[Collected data entries]
=== Begin Enclosure ===

PR #488, opened 2022-01-10
Security: Pinned colors library to 1.4.0

plocket:
Because it's a security issue, I already published it. ~I think. I'd love a double check on this because I published before I committed and I don't recall if that flow is sufficient.~ I'm just going to check it myself. Faster that way.

See https://www.bleepingcomputer.com/news/security/dev-corrupts-npm-libs-colors-and-faker-breaking-thousands-of-apps/

We don't use other libraries mentioned in there, so we're good on those.

### DIFF
--- a/CHANGELOG.md
+++ b/CHANGELOG.md
@@ -39,11 +39,15 @@ Format:
 - 
 -->
 <!-- ## [Unreleased] -->
-## [3.0.7] - 2022
+## [3.0.7] - 2022-01-10
+### Security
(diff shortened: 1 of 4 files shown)


plocket:
Draft until we can test the action. See #489.

BryceStevenWilley (approved):
Changes here LGTM.

plocket:
Confirmed as working at https://github.com/plocket/docassemble-CompositeActionsTest/actions/runs/1678835970. This is for v3, so I'm going to make the same change in v4. I might do special admin magic to be able to merge it myself.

=== End Enclosure ===

--- ACTION ITEM ---
Copy out each line in the preceding records that contains "myself".

--- EXERCISE RESULT ---
Because it's a security issue, I already published it. ~I think. I'd love a double check on this because I published before I committed and I don't recall if that flow is sufficient.~ I'm just going to check it myself. Faster that way.
Confirmed as working at https://github.com/plocket/docassemble-CompositeActionsTest/actions/runs/1678835970. This is for v3, so I'm going to make the same change in v4. I might do special admin magic to be able to merge it myself.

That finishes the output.